_RECORDED DATA_
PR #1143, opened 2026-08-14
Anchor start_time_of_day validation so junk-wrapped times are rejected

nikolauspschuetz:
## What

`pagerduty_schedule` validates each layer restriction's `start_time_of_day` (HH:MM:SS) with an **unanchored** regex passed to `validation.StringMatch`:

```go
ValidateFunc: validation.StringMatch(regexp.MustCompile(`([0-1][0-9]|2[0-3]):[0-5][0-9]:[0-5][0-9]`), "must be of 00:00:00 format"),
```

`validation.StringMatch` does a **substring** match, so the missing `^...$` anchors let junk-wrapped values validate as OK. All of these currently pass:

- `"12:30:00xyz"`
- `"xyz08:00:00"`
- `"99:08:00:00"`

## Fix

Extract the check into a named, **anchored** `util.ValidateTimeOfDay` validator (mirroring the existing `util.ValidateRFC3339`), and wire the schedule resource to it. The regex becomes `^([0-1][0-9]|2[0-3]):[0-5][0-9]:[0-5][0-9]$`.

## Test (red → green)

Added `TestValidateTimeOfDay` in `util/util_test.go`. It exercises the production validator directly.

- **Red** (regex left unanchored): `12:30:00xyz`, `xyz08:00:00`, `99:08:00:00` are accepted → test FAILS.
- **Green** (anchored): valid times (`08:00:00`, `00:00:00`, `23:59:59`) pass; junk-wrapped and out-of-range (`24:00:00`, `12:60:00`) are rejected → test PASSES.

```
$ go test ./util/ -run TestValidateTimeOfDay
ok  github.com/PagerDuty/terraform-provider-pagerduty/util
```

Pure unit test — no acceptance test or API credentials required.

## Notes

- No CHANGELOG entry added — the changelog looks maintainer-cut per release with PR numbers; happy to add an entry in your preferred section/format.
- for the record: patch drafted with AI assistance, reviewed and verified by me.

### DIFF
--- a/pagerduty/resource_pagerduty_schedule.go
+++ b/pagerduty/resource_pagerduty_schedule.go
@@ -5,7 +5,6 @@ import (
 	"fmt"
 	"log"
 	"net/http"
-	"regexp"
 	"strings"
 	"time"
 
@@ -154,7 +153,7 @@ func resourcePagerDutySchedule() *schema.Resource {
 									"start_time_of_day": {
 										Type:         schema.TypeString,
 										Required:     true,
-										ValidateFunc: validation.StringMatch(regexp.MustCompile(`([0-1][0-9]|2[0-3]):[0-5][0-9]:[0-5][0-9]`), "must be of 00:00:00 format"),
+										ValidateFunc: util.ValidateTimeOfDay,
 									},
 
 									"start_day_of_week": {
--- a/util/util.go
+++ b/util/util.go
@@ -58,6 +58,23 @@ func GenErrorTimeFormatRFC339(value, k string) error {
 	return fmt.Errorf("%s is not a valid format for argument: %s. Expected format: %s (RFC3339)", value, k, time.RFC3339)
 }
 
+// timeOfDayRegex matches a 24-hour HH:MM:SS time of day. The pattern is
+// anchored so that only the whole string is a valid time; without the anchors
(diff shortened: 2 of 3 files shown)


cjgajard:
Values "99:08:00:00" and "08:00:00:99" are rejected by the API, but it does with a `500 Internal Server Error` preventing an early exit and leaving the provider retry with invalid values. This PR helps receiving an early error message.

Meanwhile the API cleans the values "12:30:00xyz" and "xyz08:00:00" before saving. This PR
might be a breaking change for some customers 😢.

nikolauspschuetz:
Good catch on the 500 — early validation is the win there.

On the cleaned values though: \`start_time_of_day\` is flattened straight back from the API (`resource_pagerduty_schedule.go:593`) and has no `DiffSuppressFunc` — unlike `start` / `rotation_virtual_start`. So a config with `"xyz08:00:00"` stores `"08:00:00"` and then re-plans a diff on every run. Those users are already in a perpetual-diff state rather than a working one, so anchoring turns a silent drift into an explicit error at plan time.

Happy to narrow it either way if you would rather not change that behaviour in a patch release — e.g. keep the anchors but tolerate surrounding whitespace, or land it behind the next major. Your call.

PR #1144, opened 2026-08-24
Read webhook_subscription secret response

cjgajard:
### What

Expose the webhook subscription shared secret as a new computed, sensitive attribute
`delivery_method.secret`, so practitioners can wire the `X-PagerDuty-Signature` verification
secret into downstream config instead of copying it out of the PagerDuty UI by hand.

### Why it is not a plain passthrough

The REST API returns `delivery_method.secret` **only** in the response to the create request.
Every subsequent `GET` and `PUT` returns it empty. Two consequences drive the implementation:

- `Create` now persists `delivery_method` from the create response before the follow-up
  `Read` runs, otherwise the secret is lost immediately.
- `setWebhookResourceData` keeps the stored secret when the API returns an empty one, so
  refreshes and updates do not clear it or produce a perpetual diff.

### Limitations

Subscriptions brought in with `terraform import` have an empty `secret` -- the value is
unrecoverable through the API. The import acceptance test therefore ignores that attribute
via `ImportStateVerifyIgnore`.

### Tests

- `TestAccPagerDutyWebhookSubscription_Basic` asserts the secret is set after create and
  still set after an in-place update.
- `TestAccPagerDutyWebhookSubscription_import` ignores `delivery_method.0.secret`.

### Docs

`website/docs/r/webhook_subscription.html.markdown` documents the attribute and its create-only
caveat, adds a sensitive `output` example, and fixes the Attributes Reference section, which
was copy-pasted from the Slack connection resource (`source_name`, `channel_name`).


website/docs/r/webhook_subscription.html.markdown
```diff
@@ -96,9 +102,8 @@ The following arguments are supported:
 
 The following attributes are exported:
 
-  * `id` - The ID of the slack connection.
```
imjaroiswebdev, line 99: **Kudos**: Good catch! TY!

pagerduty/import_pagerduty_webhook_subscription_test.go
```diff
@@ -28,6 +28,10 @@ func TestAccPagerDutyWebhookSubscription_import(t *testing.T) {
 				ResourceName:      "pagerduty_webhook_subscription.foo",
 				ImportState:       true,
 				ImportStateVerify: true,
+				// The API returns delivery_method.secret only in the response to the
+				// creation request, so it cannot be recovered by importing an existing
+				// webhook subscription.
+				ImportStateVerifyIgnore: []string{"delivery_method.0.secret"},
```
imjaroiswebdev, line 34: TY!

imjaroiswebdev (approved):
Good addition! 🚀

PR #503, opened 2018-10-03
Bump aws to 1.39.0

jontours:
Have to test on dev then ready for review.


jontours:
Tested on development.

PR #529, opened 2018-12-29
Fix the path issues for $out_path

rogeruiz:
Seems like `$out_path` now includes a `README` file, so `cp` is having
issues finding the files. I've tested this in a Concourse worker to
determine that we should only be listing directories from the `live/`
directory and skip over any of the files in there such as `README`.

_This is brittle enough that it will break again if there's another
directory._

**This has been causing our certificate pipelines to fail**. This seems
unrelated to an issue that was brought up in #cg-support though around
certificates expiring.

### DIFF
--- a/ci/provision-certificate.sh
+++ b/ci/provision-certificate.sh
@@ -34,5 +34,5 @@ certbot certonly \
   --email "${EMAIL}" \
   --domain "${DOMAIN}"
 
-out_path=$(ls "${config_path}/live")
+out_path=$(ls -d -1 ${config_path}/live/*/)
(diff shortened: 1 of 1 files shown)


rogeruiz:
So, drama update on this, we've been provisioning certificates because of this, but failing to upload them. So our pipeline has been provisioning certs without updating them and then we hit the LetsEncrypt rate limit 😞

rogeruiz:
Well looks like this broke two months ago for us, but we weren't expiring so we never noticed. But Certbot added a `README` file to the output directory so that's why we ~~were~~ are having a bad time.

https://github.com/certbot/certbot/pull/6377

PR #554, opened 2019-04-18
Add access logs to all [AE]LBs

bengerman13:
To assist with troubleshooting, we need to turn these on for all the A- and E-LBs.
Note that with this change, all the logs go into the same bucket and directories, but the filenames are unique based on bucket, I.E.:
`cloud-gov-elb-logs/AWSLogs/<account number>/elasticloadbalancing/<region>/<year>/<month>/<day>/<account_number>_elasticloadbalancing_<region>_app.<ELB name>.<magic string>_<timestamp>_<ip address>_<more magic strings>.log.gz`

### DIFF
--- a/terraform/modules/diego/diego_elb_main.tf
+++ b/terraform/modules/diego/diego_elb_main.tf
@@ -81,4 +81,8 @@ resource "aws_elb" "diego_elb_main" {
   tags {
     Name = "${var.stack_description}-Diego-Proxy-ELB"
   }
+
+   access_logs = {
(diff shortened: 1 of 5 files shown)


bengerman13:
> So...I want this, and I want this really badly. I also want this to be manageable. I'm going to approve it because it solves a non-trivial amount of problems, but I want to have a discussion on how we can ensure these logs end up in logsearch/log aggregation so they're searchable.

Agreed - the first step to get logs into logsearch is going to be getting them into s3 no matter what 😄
* * *
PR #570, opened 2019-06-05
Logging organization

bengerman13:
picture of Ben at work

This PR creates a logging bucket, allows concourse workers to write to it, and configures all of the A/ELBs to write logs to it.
* * *
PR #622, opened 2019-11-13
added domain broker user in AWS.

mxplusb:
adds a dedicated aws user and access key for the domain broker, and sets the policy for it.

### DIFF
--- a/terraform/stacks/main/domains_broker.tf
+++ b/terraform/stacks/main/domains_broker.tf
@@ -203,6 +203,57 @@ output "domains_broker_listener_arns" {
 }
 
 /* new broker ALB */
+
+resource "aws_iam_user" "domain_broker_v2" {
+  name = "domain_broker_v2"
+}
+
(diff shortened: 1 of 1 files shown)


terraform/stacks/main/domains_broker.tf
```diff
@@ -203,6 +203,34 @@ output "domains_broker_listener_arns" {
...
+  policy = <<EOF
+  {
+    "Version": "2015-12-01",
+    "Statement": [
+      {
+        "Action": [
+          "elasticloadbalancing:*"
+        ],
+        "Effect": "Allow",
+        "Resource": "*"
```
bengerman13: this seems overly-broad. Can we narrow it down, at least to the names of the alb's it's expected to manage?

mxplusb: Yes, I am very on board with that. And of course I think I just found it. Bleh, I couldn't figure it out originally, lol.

_WHAT IS NEEDED_
Going back to the entries above, set down exactly the lines that begin at the one with "Anchor start_time_of_day validation" and end at the one with "## Test (red → green)", both included, and nothing else.

_RESPONSE BOX_
Anchor start_time_of_day validation so junk-wrapped times are rejected

nikolauspschuetz:
## What

`pagerduty_schedule` validates each layer restriction's `start_time_of_day` (HH:MM:SS) with an **unanchored** regex passed to `validation.StringMatch`:

```go
ValidateFunc: validation.StringMatch(regexp.MustCompile(`([0-1][0-9]|2[0-3]):[0-5][0-9]:[0-5][0-9]`), "must be of 00:00:00 format"),
```

`validation.StringMatch` does a **substring** match, so the missing `^...$` anchors let junk-wrapped values validate as OK. All of these currently pass:

- `"12:30:00xyz"`
- `"xyz08:00:00"`
- `"99:08:00:00"`

## Fix

Extract the check into a named, **anchored** `util.ValidateTimeOfDay` validator (mirroring the existing `util.ValidateRFC3339`), and wire the schedule resource to it. The regex becomes `^([0-1][0-9]|2[0-3]):[0-5][0-9]:[0-5][0-9]$`.

## Test (red → green)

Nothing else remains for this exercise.